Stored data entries
↓

PR #129, opened 2017-12-12
[10.0] l10n_nl_xaf_auditfile_export error with zero amounts

RoelAdriaans:
If the amount is zero, query returns nothing,
and generation will fail with error:

:31681:0:ERROR:SCHEMASV:SCHEMAV_CVC_DATATYPE_VALID_1_2_1: Element '{http://www.auditfiles.nl/XAF/3.2}totalDebit': '' is not a valid value of the atomic type '{http://www.auditfiles.nl/XAF/3.2}Amount2decimals'.

### DIFF
--- a/l10n_nl_xaf_auditfile_export/models/xaf_auditfile_export.py
+++ b/l10n_nl_xaf_auditfile_export/models/xaf_auditfile_export.py
@@ -225,7 +225,7 @@ class XafAuditfileExport(models.Model):
             'and date <= \'' + self.date_end + '\' '
             'and (company_id=%s or company_id is null)',
             (self.company_id.id, ))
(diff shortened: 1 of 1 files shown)


hbrunn:
please cherry pick the bugfix from 8: https://github.com/OCA/l10n-netherlands/pull/121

↑

• _EXERCISE DESCRIPTION_
Write each line above out exactly.

• _PROBLEM SOLUTION_
PR #129, opened 2017-12-12
[10.0] l10n_nl_xaf_auditfile_export error with zero amounts

RoelAdriaans:
If the amount is zero, query returns nothing,
and generation will fail with error:

:31681:0:ERROR:SCHEMASV:SCHEMAV_CVC_DATATYPE_VALID_1_2_1: Element '{http://www.auditfiles.nl/XAF/3.2}totalDebit': '' is not a valid value of the atomic type '{http://www.auditfiles.nl/XAF/3.2}Amount2decimals'.

### DIFF
--- a/l10n_nl_xaf_auditfile_export/models/xaf_auditfile_export.py
+++ b/l10n_nl_xaf_auditfile_export/models/xaf_auditfile_export.py
@@ -225,7 +225,7 @@ class XafAuditfileExport(models.Model):
             'and date <= \'' + self.date_end + '\' '
             'and (company_id=%s or company_id is null)',
             (self.company_id.id, ))
(diff shortened: 1 of 1 files shown)


hbrunn:
please cherry pick the bugfix from 8: https://github.com/OCA/l10n-netherlands/pull/121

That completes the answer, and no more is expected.